Could we find ways to remove carbon dioxide from the atmosphere economically, thus permitting us to continue to burn fossil fuels without further polluting the atmosphere with higher levels of greenhouse gases?
This is precisely the narrow question explored in a new Kindle Single from Amazon, Marc Gunther's Suck It Up: How capturing carbon from the air can help solve the climate crisis. In this ebook, Gunther starts out by briefly recapping the history of our still evolving understanding of the global climate crisis (a "crisis" that is by no means unanimously accepted by all scientists) and several promising new methodologies, some backed by wealthy patrons like Bill Gates, for "direct carbon recapture" from the atmosphere.
What is "direct carbon recapture"? The simplest example of this is one that occurs naturally in plants. Green plants "inhale" carbon dioxide as a basic food source, transforms the gaseous carbon within chlorophyllic cells, and produce food products in which the carbon is bonded in large molecules to form solids, in plant sugars and starches, for example. Plant activity, in fact, is the most significant existing operating mechanism for carbon dioxide gas removal from our atmosphere, and it has been so for millions of years.
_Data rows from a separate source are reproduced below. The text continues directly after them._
PR #9260, opened 2024-09-11
Mimir query engine: fix issue where `sum` and `avg` results over native histograms can be corrupted

charleskorn:
#### What this PR does

This PR fixes an issue in `sum` and `avg` in MQE where results for native histograms could be corrupted.

This would occur when `sum` or `avg` retained a `FloatHistogram` instance, but the `HPoint` slice containing a reference to that `FloatHistogram` instance was returned to the pool and the next user of that slice modified the `FloatHistogram` slice in place before the query completed.

For example, when filling a `HPointRingBuffer` for a range vector selector, the `FloatHistogram` instances in the `HPoint` slice are reused and modified in place.

I haven't added a test for this as constructing a test for this case is quite difficult, and likely wouldn't help catch a reintroduction of this bug in the future as it would rely on the current behaviour of a variety of parts of MQE. Open to ideas on how to test this though.

(none)

#### Checklist

- [ ] Tests updated.
- [n/a] Documentation added.


pkg/streamingpromql/aggregations/avg.go
```diff
@@ -166,42 +166,46 @@ func (g *AvgAggregationGroup) accumulateHistograms(data types.InstantVectorSerie
...
 
-		if g.histograms[idx] == invalidCombinationOfHistograms {
+		if g.histograms[outputIdx] == invalidCombinationOfHistograms {
 			// We've already seen an invalid combination of histograms at this timestamp. Ignore this point.
 			continue
 		}
 
-		if g.histograms[idx] == nil {
+		if g.histograms[outputIdx] == nil {
+			data.Histograms[inputIdx].H = nil // Ensure the FloatHistogram instance is not reused when the HPoint slice is reused, as we'll retain a reference to the FloatHistogram instance below.
```
charleskorn, line 179: Note to reviewers: this is the key line in this file, the rest of the diff is just renaming things

pkg/streamingpromql/aggregations/sum.go
```diff
@@ -89,34 +89,36 @@ func (g *SumAggregationGroup) accumulateHistograms(data types.InstantVectorSerie
...
 
-		if g.histogramSums[idx] == invalidCombinationOfHistograms {
+		if g.histogramSums[outputIdx] == invalidCombinationOfHistograms {
 			// We've already seen an invalid combination of histograms at this timestamp. Ignore this point.
 			continue
 		}
 
-		if g.histogramSums[idx] == nil {
+		if g.histogramSums[outputIdx] == nil {
+			data.Histograms[inputIdx].H = nil // Ensure the FloatHistogram instance is not reused when the HPoint slice is reused, as we'll retain a reference to the FloatHistogram instance below.
```
charleskorn, line 101: Note to reviewers: this is the key line in this file, the rest of the diff is just renaming things

jhesketh (changes requested):
Thanks for tracking this down, nice work!

I agree, testing in general that the buffer isn't reusing a histogram is difficult (since we want to do that in some cases), however, I think we can test that sum and avg take the histogram away from the buffer.

My suggestion is to test that after `AccumulateSeries` `data`'s HPoints all have nil Histograms.

We could potentially extend this test to function over range vector, or anything using a range vector/the buffer, and make an explicit list of things that we expect to reset the histograms on or not.

Maybe for aggregations we can have a flag just for tests along the lines of `mutatesHistograms` that if true we do this check for.

charleskorn:
Good idea, I was over thinking how to test this 🙂 

And the test revealed a case that the original fix didn't cover 🎉

pkg/streamingpromql/aggregations/sum.go
```diff
@@ -98,20 +98,27 @@ func (g *SumAggregationGroup) accumulateHistograms(data types.InstantVectorSerie
...
-			data.Histograms[inputIdx].H = nil // Ensure the FloatHistogram instance is not reused when the HPoint slice is reused, as we'll retain a reference to the FloatHistogram instance below.
-
 			if lastUncopiedHistogram == p.H {
 				// We've already used this histogram for a previous point due to lookback.
 				// Make a copy of it so we don't modify the other point.
 				g.histogramSums[outputIdx] = p.H.Copy()
 				g.histogramPointCount++
+
+				// Ensure the FloatHistogram instance is not reused when the HPoint slice is reused, as we're retaining a reference to it.
+				data.Histograms[inputIdx].H = nil
```
jhesketh, line 108: is this necessary? Aren't we creating a copy of `p.H` in this case so `data.Histograms[inputIdx].H` could actually be reused. (also applies to avg)

pkg/streamingpromql/aggregations/aggregations_test.go
```diff
@@ -0,0 +1,70 @@
...
+	"github.com/prometheus/prometheus/promql"
+	"github.com/stretchr/testify/require"
+
+	"github.com/grafana/mimir/pkg/streamingpromql/limiting"
+	"github.com/grafana/mimir/pkg/streamingpromql/types"
+)
+
+func TestAggregationGroupNativeHistogramSafety(t *testing.T) {
+	// This test exists to ensure that AggregationGroup implementations correctly remove FloatHistogram instances they retain,
+	// so that retained FloatHistogram instances are not mutated when the HPoint slice they receive is later reused by something else.
```
jhesketh, line 18:
```suggestion
	// so that retained FloatHistogram instances are not mutated when the HPoint slice they received is later reused by something else.
```

pkg/streamingpromql/aggregations/aggregations_test.go
```diff
@@ -0,0 +1,70 @@
...
+
+	groups := map[string]AggregationGroup{
```
jhesketh, line 20: (nit)
```suggestion
	// These are aggregations that are expected to retain FloatHistogram instances.
	groups := map[string]AggregationGroup{
```

pkg/streamingpromql/aggregations/aggregations_test.go
```diff
@@ -0,0 +1,70 @@
...
+
+			// First series: all histograms should be nil-ed out after returning, as they're all retained for use.
+			histograms, err := types.HPointSlicePool.Get(3, memoryConsumptionTracker)
+			require.NoError(t, err)
+
+			h1 := &histogram.FloatHistogram{Sum: 1}
+			h2 := &histogram.FloatHistogram{Sum: 2}
+			histograms = append(histograms, promql.HPoint{T: 0, H: h1})
+			histograms = append(histograms, promql.HPoint{T: 1, H: h2})
+			histograms = append(histograms, promql.HPoint{T: 2, H: h2})
```
jhesketh, line 37: (nit)
```suggestion
			// T=2 is a lookback and points to the same histogram as T=1
			histograms = append(histograms, promql.HPoint{T: 2, H: h2})
```

pkg/streamingpromql/aggregations/aggregations_test.go
```diff
@@ -0,0 +1,70 @@
...
+			histograms, err = types.HPointSlicePool.Get(5, memoryConsumptionTracker)
+			require.NoError(t, err)
+			h3 := &histogram.FloatHistogram{Sum: 3}
+			h4 := &histogram.FloatHistogram{Sum: 4}
+			h5 := &histogram.FloatHistogram{Sum: 5}
+			h6 := &histogram.FloatHistogram{Sum: 6}
+			histograms = append(histograms, promql.HPoint{T: 0, H: h3})
+			histograms = append(histograms, promql.HPoint{T: 1, H: h4})
+			histograms = append(histograms, promql.HPoint{T: 2, H: h5})
+			histograms = append(histograms, promql.HPoint{T: 3, H: h5})
```
jhesketh, line 53: (nit)
```suggestion
			// T=3 is a lookback
			histograms = append(histograms, promql.HPoint{T: 3, H: h5})
```

pkg/streamingpromql/aggregations/sum.go
```diff
@@ -89,34 +89,43 @@ func (g *SumAggregationGroup) accumulateHistograms(data types.InstantVectorSerie
...
+				g.histogramSums[outputIdx] = p.H.Copy()
 				g.histogramPointCount++
+
+				// Ensure the FloatHistogram instance is not reused when the HPoint slice is reused, as we're retaining a reference to it.
+				data.Histograms[inputIdx].H = nil
+
 				continue
 			}
+
 			// This is the first time we have seen this histogram.
```
jhesketh, line 113: (nit) I think this clarification makes the below `removeReferencesToRetainedHistogram` clearer why we need to do it. Since we may have seen the histogram before (also applies to avg)
```suggestion
			// We have not previously used this histogram as the start of a point.
```

pkg/streamingpromql/aggregations/sum.go
charleskorn: `data.Histograms[inputIdx].H` refers to `lastUncopiedHistogram` in this case, so we must `nil` it out - otherwise something can mutate `lastUncopiedHistogram`.

pkg/streamingpromql/aggregations/aggregations_test.go
charleskorn: Addressed in b5ea123.

pkg/streamingpromql/aggregations/aggregations_test.go
charleskorn: Addressed in b5ea123.

pkg/streamingpromql/aggregations/aggregations_test.go
charleskorn: Addressed in b5ea123.

pkg/streamingpromql/aggregations/aggregations_test.go
charleskorn: Addressed in b5ea123.

pkg/streamingpromql/aggregations/sum.go
charleskorn: Addressed in f88c488.

pkg/streamingpromql/aggregations/common.go
```diff
@@ -32,3 +33,16 @@ var AggregationGroupFactories = map[parser.ItemType]AggregationGroupFactory{
 //
 // Invalid combinations include exponential and custom buckets, and histograms with incompatible custom buckets.
 var invalidCombinationOfHistograms = &histogram.FloatHistogram{}
+
+// removeReferencesToRetainedHistogram searches backwards through s, starting at lastIndex, removing any
```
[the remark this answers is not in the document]
charleskorn: Good point, moved in 96bbda1.

pkg/streamingpromql/aggregations/sum.go
charleskorn: In fact, we need to do this check regardless of `g.histogramSums[outputIdx]` being `nil` - let me fix that.

jhesketh: yes, but it's already nil'd out by this point right? as when we set `lastUncopiedHistogram` we call `RemoveReferencesToRetainedHistogram`

charleskorn: No - `RemoveReferencesToRetainedHistogram` only looks backwards from the current point, not forwards. If we modified the later points when we call `RemoveReferencesToRetainedHistogram`, we'd remove the histograms for later points before we'd had a chance to use them.

pkg/streamingpromql/aggregations/aggregations_test.go
```diff
@@ -28,41 +28,42 @@ func TestAggregationGroupNativeHistogramSafety(t *testing.T) {
...
-				{T: 0, H: h3},  // h3 not retained (added to h1)
-				{T: 1, H: h4},  // h4 not retained (added to h2)
-				{T: 2, H: nil}, // h5 is retained for T=3
-				{T: 3, H: nil}, // h5 is retained for this point
-				{T: 4, H: nil}, // h6 is retained for this point
+				{T: 0, H: h4},  // h4 not retained (added to h1)
+				{T: 1, H: h5},  // h5 not retained (added to h2)
+				{T: 2, H: nil}, // h6 is retained for T=3
+				{T: 3, H: nil}, // h6 is retained for this point
+				{T: 4, H: nil}, // h7 is retained for T=4
```
jhesketh, line 66: you refer to h7, but never create it  (you've reused h6)

jhesketh (approved):
one last nit, otherwise lgtm

pkg/streamingpromql/aggregations/aggregations_test.go
charleskorn: 🤦 Thanks, fixed in e7e4fb5.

And yet our burning of fossil fuels has been adding carbdon dioxide to our air faster than rain forests can remove it.
The technologies now being examined by Bill Gates, Edgar Bronfman, Goldman Sachs, Boeing, and many others, have evolved in the last dozen years or so, since 1999 in fact when a Columbia University physicist named Klaus Lackner wrote the first paper about extracting carbon dioxide from air using simple and cheap chemical processes. Lackner later created his own startup company, Kilimanjaro Energy, to pursue his ideas in the marketplace.
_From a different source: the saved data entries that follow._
PR #9266, opened 2024-09-11
Return the Flush() function in log so others can call it

zenador:
#### What this PR does

Return the Flush() function in log so others can call it

N/A

#### Checklist

- [ ] Tests updated.
- [ ] Documentation added.

### DIFF
--- a/pkg/util/log/log.go
+++ b/pkg/util/log/log.go
@@ -32,8 +32,9 @@ type RateLimitedLoggerCfg struct {
 	Registry      prometheus.Registerer
 }
 
-// InitLogger initialises the global gokit logger (util_log.Logger) and returns that logger.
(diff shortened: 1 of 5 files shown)


pkg/util/log/log.go
```diff
@@ -50,7 +51,7 @@ func InitLogger(logFormat string, logLevel dslog.Level, buffered bool, rateLimit
 
 	// Set global logger.
 	Logger = logger
-	return logger
+	return logger, Flush
```
dimitarvdimitrov, line 54: `Flush` is an exported package-level function. Can't the callers just use that?

zenador: When I first tried to use it there was a CI error complaining about the import https://github.com/grafana/backend-enterprise/actions/runs/10221465647/job/28298783016

However @narqo suggested an alternative that doesn't require this change, so I'm marking this as draft for now, and will close it if we can go ahead without it.

zenador:
No longer needed as mentioned above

Most of the new cutting-edge startups are working on proprietary methodologies that share a common goal: to suck up gaseous carbon from the air and combine it with hydrogen to create carbon solids, and to power this process without adding more carbon to the atmosphere by relying on solar, wind, or nuclear-sourced energy for their operating factories.
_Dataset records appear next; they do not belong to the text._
PR #9267, opened 2024-09-11
add new gauge metric for alertmanager config size

titolins:
## https://github.com/grafana/alerting-squad/issues/907

### DIFF
--- a/pkg/alertmanager/api_grafana.go
+++ b/pkg/alertmanager/api_grafana.go
@@ -316,7 +316,6 @@ func (am *MultitenantAlertmanager) SetUserGrafanaConfig(w http.ResponseWriter, r
 		util.WriteJSONResponse(w, errorResult{Status: statusError, Error: fmt.Sprintf("%s: %s", errReadingGrafanaConfig, err.Error())})
 		return
 	}
-	am.multitenantMetrics.grafanaConfigSize.WithLabelValues(userID).Set(float64(len(payload)))
 
 	cfg := &UserGrafanaConfig{}
 	err = json.Unmarshal(payload, cfg)
--- a/pkg/alertmanager/api_grafana.go
+++ b/pkg/alertmanager/api_grafana.go
@@ -316,6 +316,7 @@ func (am *MultitenantAlertmanager) SetUserGrafanaConfig(w http.ResponseWriter, r
 		util.WriteJSONResponse(w, errorResult{Status: statusError, Error: fmt.Sprintf("%s: %s", errReadingGrafanaConfig, err.Error())})
 		return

In a recent interview, Kilimanjaro's Ned David outlined a method of capturing carbon dioxide using algae, single-celled plants with a voracious appetite for carbon, which they soak up directly from water. Algae produce, among other things, oils than can be converted into diesel-like compounds for fuel. Companies like Boeing are watching Kilimanjaro Energy carefully, along with the Pentagon, both organizations with a keen interest in developing new fuels for commercial and military aircraft, especially if they can be produced domestically, eliminating the geopolitical supply risk associated with many sources of crude.
Even optimists expect a long, hard path ahead. On the shorter term, gaseous carbon dioxide already has an existing market, a valuable commodity in enhanced oil recovery (EOR) projects where it is injected underground to push oil molecules out of tight geologic formations and up to the surface, where the collected crude can be shipped to refineries. Prices reaching $ 100 / ton for CO2 for this purpose are not unknown. And once underground, the carbon dioxide tends to stay there, safely out of the atmosphere for thousands of years.
It goes without saying that many in the environmental movement view all this with a great deal of skepticism. A member of the National Resources Defense Council recently voiced concerned that venture capitalists and other backers may be more concerned with finding markets for CO2 than with removing it from our air, with too much emphasis on charting a path to make these new technologies marketable. The fear is that these efforts will lose their carbon reduction focus and drift from their environmental mission to purely commercial goals.
Marc Gunther has written a readable eBook that is about the length of a very long Atlantic Monthly article of a generation or two ago. It is a short, but valuable, introduction to a complex subject. Gunther is a contributing editor of FORTUNE magazine and a senior writer at GreenBiz. He writes frequently about business and sustainability.